Issue #18032, opened 2021-02-17
Include Report Site Issue on menu in nightly/debug


eliserichards:
Meta: #17796

UX point of contact: @violasong (Victoria)

Figma designs (bottom right, labeled "new tab menu"): https://www.figma.com/file/NHu4cTmzfYgi3QJz5DIDWD/Fenix-Toolbar-Menus?node-id=0%3A1

## Acceptance criteria
**This work should be behind a feature flag**
* Report site issue item should be available on nightly and debug (this is how it is currently implemented)
* It should be placed right above the divider for "Add to home screen" 
<img width="353" alt="image" src="https://user-images.githubusercontent.com/43795363/109993409-e102d380-7cd1-11eb-864f-60d574492cdc.png">

violasong:
Sorry for the delay on this! 

I think the placement that makes the most sense is at the bottom of the "Find in page" section. I've updated the "full list with all possible conditional items" mockup in "Final design" to reflect this.

Issue #17872, opened 2021-02-05
[Feature] Add three-dot menu icons back


eliserichards:
Meta: #17796 
Followup to #17771 
UX point of contact: @violasong (Victoria)

Figma designs (bottom right, labeled "new tab menu"): https://www.figma.com/file/NHu4cTmzfYgi3QJz5DIDWD/Fenix-Toolbar-Menus?node-id=0%3A1

## Acceptance criteria

#17771 removed some icons on the three-dot menu, but the designs have changed and we are now keeping the icons. This issue is to add those icons back in. 

~Add the ability to remove toolbar menu icons in menu items. This should be reflected in the fenix home menu and the main three-dot menu.~
See files in AC:
*  `BrowserMenuImageText`
* `BrowserMenuHighlightableItem`
* `BrowserMenuImageSwitch`
* etc

**Old design** 
<img width="307" alt="image" src="https://user-images.githubusercontent.com/43795363/107089494-560ee600-67c4-11eb-9b4e-ccd0abf89c6b.png">

sheikh-azharuddin:
Waiting for this to finally switch to some other browser!

ekager:
@sheikh-azharuddin this is not an appropriate comment. This is your final warning. Next step is banning from participation. Please read up on [the CPG](https://www.mozilla.org/en-US/about/governance/policies/participation/) for what behavior will not be tolerated in this repo  and feel free to file specific issues with pain points you are having if you can do so respectfully.

mcarare:
@eliserichards Is this issue still valid?

sheikh-azharuddin:
The bookmark icon on tabs 3 dot menu is not matching with home screen 3 dot menu bookmark icon

Issue #17798, opened 2021-02-03
[Feature] Three-dot menu Sync sign-in item


eliserichards:
Meta: #17796
Followup to #17771 

~Depends on synced tabs in the tabs tray in issue #14969 and #14117~

UX point of contact: @violasong (Victoria)

Figma designs (bottom right, labeled "Final design"): https://www.figma.com/file/NHu4cTmzfYgi3QJz5DIDWD/Fenix-Toolbar-Menus?node-id=0%3A1

## Acceptance criteria
* In the main three-dot menu **AND** the new tab three-dot menu show "Sign in to sync" when a user isn't signed in
* When a user has signed in to sync, they should see their username ("Signed in as _username_")
   * This should be ellipsed, see example in designs

### UX feedback needed:
Open question: what icon is shown next to this item? (need to get updated designs from @violasong)

**Main menu**
<img width="341" alt="image" src="https://user-images.githubusercontent.com/43795363/106791366-7307b580-661a-11eb-8ad9-aa3743d77a67.png"> <img width="349" alt="image" src="https://user-images.githubusercontent.com/43795363/106790813-adbd1e00-6619-11eb-8737-fe05df08e538.png">

**New tab menu**
<img width="354" alt="image" src="https://user-images.githubusercontent.com/43795363/106791502-9cc0dc80-661a-11eb-8236-8c485e2143c3.png">

topotropic:
![Group 1](https://user-images.githubusercontent.com/353960/111535387-55755200-8769-11eb-829c-3d74f3b811fe.jpg)

I believe we have the icons in the code base but let me know in case we need them. Thanks!

kglazko:
Is it ok if I assign myself to this one and work on it @eliserichards ?

gabrielluong:
In case this is helpful, [SyncPreferenceView](https://github.com/mozilla-mobile/fenix/blob/a31ce9bf671bc6c388f3bf4b94d95e55bb803388/app/src/main/java/org/mozilla/fenix/settings/SyncPreferenceView.kt) which is responsible for "Sign in to sync" in "Logins" will get you really far and fast.

eliserichards:
Go for it @kglazko! 🚀

kglazko:
Github isn't automatically linking to the WIP PR for some reason, can see progress here https://github.com/mozilla-mobile/fenix/pull/18609

jonalmeida:
[...]

PR #18372, opened 2021-03-08
For #17872, #18032: Remove disabled color for three dot menu icons and add report site issue

eliserichards:
For #17872 (icons), for #18032 (report site issue)

This makes the three dot menu icons visible again (per design decision). This also adds the "Report site issue" item in nightly/debug.

Confirmed colors in: 
- [x] light mode, normal browsing (see below)
- [x] light mode, private browsing (no screenshots)
- [x] dark mode, normal browsing (see below)
- [x] dark mode, private browsing (no screenshots)

### Screenshots

 

Open in app & reader view appearance: 

Report site issue: (FYI there's an open bug for making the lightbulb icon look better.. I'll link that here)

### Pull Request checklist

1. click on Show All Checks,

### DIFF
--- a/app/src/main/java/org/mozilla/fenix/components/toolbar/DefaultToolbarMenu.kt
+++ b/app/src/main/java/org/mozilla/fenix/components/toolbar/DefaultToolbarMenu.kt
@@ -407,10 +407,10 @@ class DefaultToolbarMenu(
             onItemTapped.invoke(ToolbarMenu.Item.AddonsManager)
         }
 
-        val syncSignIn = BrowserMenuImageText(
-            context.getString(R.string.sync_sign_in),
-            R.drawable.ic_synced_tabs,
-            primaryTextColor()
+        val syncedTabs = BrowserMenuImageText(
+            label = context.getString(R.string.synced_tabs),
+            imageResource = R.drawable.ic_synced_tabs,
+            iconTintColorResource = primaryTextColor()
         ) {
             onItemTapped.invoke(ToolbarMenu.Item.SyncedTabs)
         }
@@ -439,19 +439,6 @@ class DefaultToolbarMenu(
             iconTintColorResource = primaryTextColor()
         ) {
             onItemTapped.invoke(ToolbarMenu.Item.CustomizeReaderView)
-        }
-
-        val openInApp = BrowserMenuHighlightableItem(
-            label = context.getString(R.string.browser_menu_open_app_link),
-            startImageResource = R.drawable.ic_open_in_app,
-            iconTintColorResource = primaryTextColor(),
-            highlight = BrowserMenuHighlight.LowPriority(
-                label = context.getString(R.string.browser_menu_open_app_link),
-                notificationTint = getColor(context, R.color.whats_new_notification_color)
-            ),
-            isHighlighted = { !context.settings().openInAppOpened }
-        ) {
-            onItemTapped.invoke(ToolbarMenu.Item.OpenInApp)
         }
 
         val reportSiteIssuePlaceholder = WebExtensionPlaceholderMenuItem(
@@ -508,12 +495,11 @@ class DefaultToolbarMenu(
                 historyItem,
                 downloadsItem,
                 extensionsItem,
-                syncSignIn,
+                syncedTabs,
                 BrowserMenuDivider(),
                 findInPageItem,
                 desktopSiteItem,
                 customizeReaderView.apply { visible = ::shouldShowReaderViewCustomization },
-                openInApp.apply { visible = ::shouldShowOpenInApp },
                 reportSiteIssuePlaceholder,
                 BrowserMenuDivider(),
                 addToHomeScreenItem.apply { visible = ::canAddToHomescreen },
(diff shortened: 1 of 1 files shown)


app/src/main/java/org/mozilla/fenix/components/toolbar/DefaultToolbarMenu.kt
```diff
@@ -370,56 +369,56 @@ class DefaultToolbarMenu(
     private val newCoreMenuItems by lazy {
         val newTabItem = BrowserMenuImageText(
             context.getString(R.string.library_new_tab),
-            R.drawable.ic_bookmark_filled,
```
jonalmeida, line 373: Good catch!

app/src/main/java/org/mozilla/fenix/components/toolbar/DefaultToolbarMenu.kt
```diff
@@ -186,7 +185,7 @@ class DefaultToolbarMenu(
         appLink(session.content.url).hasExternalApp()
     } ?: false
 
-    private fun shouldShowReaderAppearance(): Boolean = selectedSession?.let {
+    private fun shouldShowReaderViewCustomization(): Boolean = selectedSession?.let {
```
jonalmeida, line 188: nit: this function renaming seems related to the menu refactoring instead of to this PR (i.e. adding 3-dot menu icons). Let's try to keep unrelated changes separate.

app/src/main/java/org/mozilla/fenix/components/toolbar/DefaultToolbarMenu.kt
```diff
@@ -434,41 +433,59 @@ class DefaultToolbarMenu(
...
+        val customizeReaderView = BrowserMenuImageText(
             label = context.getString(R.string.browser_menu_customize_reader_view),
-            textColorResource = primaryTextColor()
+            imageResource = R.drawable.ic_readermode_appearance,
+            iconTintColorResource = primaryTextColor()
         ) {
             onItemTapped.invoke(ToolbarMenu.Item.CustomizeReaderView)
         }
 
+        val openInApp = BrowserMenuHighlightableItem(
```
jonalmeida, line 444: Similar nit as above: Why are we adding this here? Seems related to a different PR.

app/src/main/java/org/mozilla/fenix/components/toolbar/DefaultToolbarMenu.kt
```diff
@@ -370,56 +369,56 @@ class DefaultToolbarMenu(
...
             R.drawable.ic_addons_extensions,
-            disabledTextColor()
+            primaryTextColor()
         ) {
             onItemTapped.invoke(ToolbarMenu.Item.AddonsManager)
         }
 
-        val syncedTabsItem = BrowserMenuImageText(
-            context.getString(R.string.library_synced_tabs),
+        val syncSignIn = BrowserMenuImageText(
```
jonalmeida, line 410: Same nit as above: Let's leave this as part of the other PR. This is a half change as well because we need to update the `onItemTapped.invoke(ToolbarMenu.Item.SyncedTabs)` as well.

jonalmeida (changes requested):
Looks good; let's remove some changes that are not part of this PR before landing!

app/src/main/java/org/mozilla/fenix/components/toolbar/DefaultToolbarMenu.kt
eliserichards: The reader view PR was already merged, and this rename (from "Appearance" to "Cutomization") was missed. I would like to keep it in this PR so I don't have to open a separate one just for a rename

app/src/main/java/org/mozilla/fenix/components/toolbar/DefaultToolbarMenu.kt
eliserichards: I agree. The name change from synced tabs to sync sign in shouldn't be part of this card. Creating the invocation for ToolbarMenu.Item.SyncSignIn (or whatever it will be called) and changing that name will be part of https://github.com/mozilla-mobile/fenix/issues/17798

app/src/main/java/org/mozilla/fenix/components/toolbar/DefaultToolbarMenu.kt
eliserichards: It was taken out as a part of the original design, and the updated designs add it back in. I could open a separate PR but that seemed wasteful

jonalmeida: PRs are cheap. 🙂 

It's a good rule of thumb to keep isolated work separately so there is context when someone needs to debug why a change was added to a separate issue. Smaller PRs are also easier for the reviewer.

How about separating this into a different commit so it doesn't fall under "Remove disabled color for icons"?

eliserichards: Sure, I'll tag you ;)

jonalmeida (approved):
LGTM!

PR #18379, opened 2021-03-08
bug 1696457 - restrict signing index

escapewindow:
I'm not 100% sure whether this is tuned perfectly, but this should reduce the number of bogus nightly-simulation indexes to just the nightly graphs, per https://bugzilla.mozilla.org/show_bug.cgi?id=1696457 .


jmaher (approved):
I have had odd results in the past when nested by-* stuff, but if this is working well, it is logical.

gabrielluong (approved):

PR #18397, opened 2021-03-09
For #17804: Use enterToImmersiveMode from support-ktx component

jonalmeida:
This should land after the next AC nightly is out which adds Android 11 support for window insets.

1. click on Show All Checks,


mcarare (approved):
👍

Issue #17800, opened 2021-02-03
[Feature] Request desktop site from new tab menu


eliserichards:
Meta: #17796
Followup to #17770 
UX point of contact: @violasong (Victoria)

Figma designs (bottom right, labeled "Final design"): https://www.figma.com/file/NHu4cTmzfYgi3QJz5DIDWD/Fenix-Toolbar-Menus?node-id=0%3A1

## Acceptance criteria
* User flow: Open a new tab, open the three-dot menu, select "Request desktop site"
* This toggle already exists on the main three-dot menu (when a user is already on a site)
* If a user toggles this to ON, when they enter a URL/search they will automatically be brought to the desktop site

---
<img width="353" alt="image" src="https://user-images.githubusercontent.com/43795363/106794846-fc20eb80-661e-11eb-9b9d-26796d37d9fb.png">

mcarare:
Question: Will the state of the toggle be remembered between multiple new tabs? Or it is used just for the next tab navigation?

violasong:
It should be used just for the navigation within that tab. Additional new tabs should go back to the default of mobile view.

mcarare:
So it will be just to load the desktop version without having to load the mobile one? (The same number of steps as requesting desktop version from a tab).

I thought it was related to a feature request: https://github.com/mozilla-mobile/fenix/issues/7039.

violasong:
I think request #7039 will be important to solve later, but for the purposes of this bug, yes, it's just to load the desktop site without having to load the mobile site. It should work the same way as it currently does, where it doesn't reset back to off for that tab unless the user chooses to toggle it off. Yes, it should work for top sites.

CC: @kbrosnan may be able to help with a more detailed info around this feature, since I believe he gave me the idea originally :).

mcarare:
Waiting for feedback from @kbrosnan

kbrosnan:
Part of what breaks this design is that we have not resolved if the homescreen is a tab or not. Previously it was not but that has become less clear over time. My understanding is resolving the tab status of the homescreen is out of scope for this issue. 

* When the user toggles the request desktop site (RDS) the next load should be as a desktop site
* If the user clicks on links in the page that lead to different domains RDS should keep its state
* If the user loads a URL or preforms a search from the address bar then RDS should keep its state
* Having that work with top sites seems reasonable though if that adds a lot of complexity we could limit this feature to pages loaded via the search/address bar 
[...]

Issue #17770, opened 2021-02-02
[Feature] Reorder New Tab three-dot menu and add navigation


eliserichards:
Meta: #17796
Followup to #17771 

UX point of contact: @violasong (Victoria)

Figma designs (bottom right, labeled "Final design"): https://www.figma.com/file/NHu4cTmzfYgi3QJz5DIDWD/Fenix-Toolbar-Menus?node-id=0%3A1

## Acceptance criteria
This should be the `HomeMenu.kt` file
* **Icons are not being removed. We are waiting on designs to reflect this**
* Reorder the menu items to match designs. From top to bottom:
   * Bookmarks
   * History
   * Downloads
   * Extensions (this is a label change for addons. Followup #17799)
   * Sign in to sync (followup: #17798)
   * Reconnect to Sync
   * Desktop site + toggle (followup: #17800)
   * What's new
   * Help
   * Settings
   * Quit
* Add dividing lines to match designs
* This implementation should add a sticky navigation section to the bottom of the new tab three-dot menu. (Main menu navigation added in #17802)
   * The user should be able to navigate _back_ to the new tab page, then open this three-dot menu to navigate _forwards_ again
   * The back button should be unclickable/grayed out when you are on the new tab page
   * The location of this should match the Top/Bottom orientation of the toolbar setting

---
**Current** (left) vs **new design** (right)
<img width="300" alt="image" src="https://user-images.githubusercontent.com/43795363/106786862-a5aeaf80-6614-11eb-906b-e2d2639a3466.png">. <img width="302" alt="image" src="https://user-images.githubusercontent.com/43795363/106664266-70e61e00-656a-11eb-93cc-36868b3ccd7d.png">

kglazko:
Adding a ticket for UI tests update since this could be a breaking change https://github.com/mozilla-mobile/fenix/issues/17840

kglazko:
@eliserichards @violasong What should we be doing for toggle to desktop in this menu? I only realized while coding it that in the previous PR where this menu is open when a tab is open, we use this `private val selectedSession: TabSessionState? get() = store.state.selectedTab` which makes me wonder what to do when there's no selected tab.

eliserichards:
@kglazko I broke out the implementation of desktop site into another story, if you want to just add the item in this PR: https://github.com/mozilla-mobile/fenix/issues/17800

AndRo-Marian:
Why I need the What's New, Help and Settings to be to bottom?

PR #18427, opened 2021-03-10
For #17770: New tab three-dot menu reorder

eliserichards:
For #17770 

Adds feature flag to hide Request Desktop Site until #17800 is implemented.

## Screenshots
Light mode, dark mode
 

With Quit item

### Pull Request checklist

1. click on Show All Checks,


app/src/main/java/org/mozilla/fenix/home/HomeMenu.kt
```diff
@@ -211,9 +249,155 @@ class HomeMenu(
...
+            requestDesktopSiteItem,
+            BrowserMenuDivider(),
+            whatsNewItem,
+            helpItem,
+            settingsItem,
+            if (shouldUseBottomToolbar) BrowserMenuDivider() else null,
+            if (shouldUseBottomToolbar) menuToolbar else null
+        ).also { items ->
+            items.getHighlight()?.let { onHighlightPresent(it) }
+        }
```
gabrielluong, line 381: It made sense to me when we separated out to old vs new MenuItems in the `DefaultToolbarMenu` before because the menu items appearance were different, but since this is only reordering and I am assuming we aren't changing the icons. Should we just keep one instance of this initialization function and just have an if statement block for the different ordering to avoid duplicating all the menu item variables.

app/src/main/java/org/mozilla/fenix/home/HomeMenu.kt
```diff
@@ -86,7 +94,35 @@ class HomeMenu(
...
+            primaryImageTintResource = primaryTextColor,
+            isInPrimaryState = { true },
+            secondaryImageTintResource = ThemeManager.resolveAttribute(R.attr.disabled, context),
+            disableInSecondaryState = true,
+            longClickListener = { onItemTapped.invoke(Item.Forward(viewHistory = true)) }
+        ) {
+            onItemTapped.invoke(Item.Forward(viewHistory = false))
+        }
+
+        BrowserMenuItemToolbar(listOf(back, forward))
```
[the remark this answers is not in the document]
eliserichards: It is possible to go _forward_, technically. Open a new tab, navigate to a page, go back (brings you to the new tab page), and then go forwards again. I think the thought here is that if we want the forwards button it makes UX sense to have both forward and backwards, even though backwards will always be disabled

app/src/main/java/org/mozilla/fenix/components/toolbar/DefaultToolbarMenu.kt
```diff
@@ -66,10 +65,15 @@ class DefaultToolbarMenu(
 
     private var isCurrentUrlBookmarked = false
     private var isBookmarkedJob: Job? = null
-    private val isTopToolbarSelected = shouldReverseItems
+
+    private val shouldUseBottomToolbar = context.settings().shouldUseBottomToolbar
```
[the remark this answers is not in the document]
eliserichards: I would like to keep `shouldUseBottomToolbar` since that's the name of the `setting`

app/src/main/java/org/mozilla/fenix/home/HomeMenu.kt
```diff
@@ -211,9 +249,155 @@ class HomeMenu(
...
+
     init {
+        val menuItems = if (FeatureFlags.toolbarMenuFeature) {
+            newCoreMenuItems()
+        } else {
+            oldCoreMenuItems
+        }
+
+        val menuItemsWithReconnectItem = if (FeatureFlags.toolbarMenuFeature) {
+            newCoreMenuItems() // re-evaluated with reconnect item viewable
```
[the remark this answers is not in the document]
eliserichards: We need to re-evaluate the items here because we need to re-do the visibility of reconnect:

```kotlin
val accountAuthItem =
            if (context.components.backgroundServices.accountManagerAvailableQueue.isReady()
                && context.components.backgroundServices.accountManager.accountNeedsReauth()) {
                reconnectToSyncItem
            } else {
                null
            }
```

The new designs have this `accountAuthItem` in the middle of the list, so we can't just append it to the end like we used to. I'm taking this approach instead of trying to splice the list apart and add the auth item in the middle

app/src/main/java/org/mozilla/fenix/home/HomeMenu.kt
eliserichards: We're reordering **and** adding the navigation and request desktop item. 

I think my approach will be easier when we are going back and deleting the old items: we won't need to decipher any of the logic, just remove the whole block of `oldCoreItems`.

app/src/main/java/org/mozilla/fenix/components/toolbar/DefaultToolbarMenu.kt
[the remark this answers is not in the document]
eliserichards: Just for consistency across the app

app/src/main/java/org/mozilla/fenix/home/HomeMenu.kt
```diff
@@ -224,17 +410,19 @@ class HomeMenu(
             context.components.backgroundServices.accountManager.register(object : AccountObserver {
                 override fun onAuthenticationProblems() {
                     lifecycleOwner.lifecycleScope.launch(Dispatchers.Main) {
-                        onMenuBuilderChanged(BrowserMenuBuilder(
-                            listOf(reconnectToSyncItem) + coreMenuItems
-                        ))
+                        onMenuBuilderChanged(
```
gabrielluong, line 413: Could we define `menuItemsWithReconnectItem` within this block instead since it's only used here? Alternatively I could just imagine we can inline the if statement block in `BrowserMenuBuilder`.

gabrielluong (approved):

app/src/main/java/org/mozilla/fenix/home/HomeMenu.kt
```diff
@@ -38,25 +43,29 @@ class HomeMenu(
...
-        object AddonsManager : Item()
         object Settings : Item()
-        object SyncedTabs : Item()
-        object History : Item()
-        object Bookmarks : Item()
-        object Downloads : Item()
-        object Quit : Item()
-        object Sync : Item()
+        object Quit : Item() // waiting
+        object ReconnectSync : Item() // waiting
```
gabrielluong, line 59: I think we should just remove the `// waiting` or file sufficient issues to mention that we should wait these comments. At a glance, it's unclear what we are waiting for since I can see `ReconnectSync` is being used, but maybe it's just `Quit`.

gabrielluong (approved):

app/src/main/java/org/mozilla/fenix/home/HomeMenu.kt
eliserichards: Oh shoot, good catch!

eliserichards:
Failing tests: 
* testPageReloadAfterNetworkInterrupted
* mainMenuShareButtonTest
* mainMenuRefreshButtonTest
++++++++++++++++++++
- _TASK DETAILS_
From the records above, pull every line that has the string "already" and copy it.

- _WORKED SOLUTION_
eliserichards: The reader view PR was already merged, and this rename (from "Appearance" to "Cutomization") was missed. I would like to keep it in this PR so I don't have to open a separate one just for a rename
* This toggle already exists on the main three-dot menu (when a user is already on a site)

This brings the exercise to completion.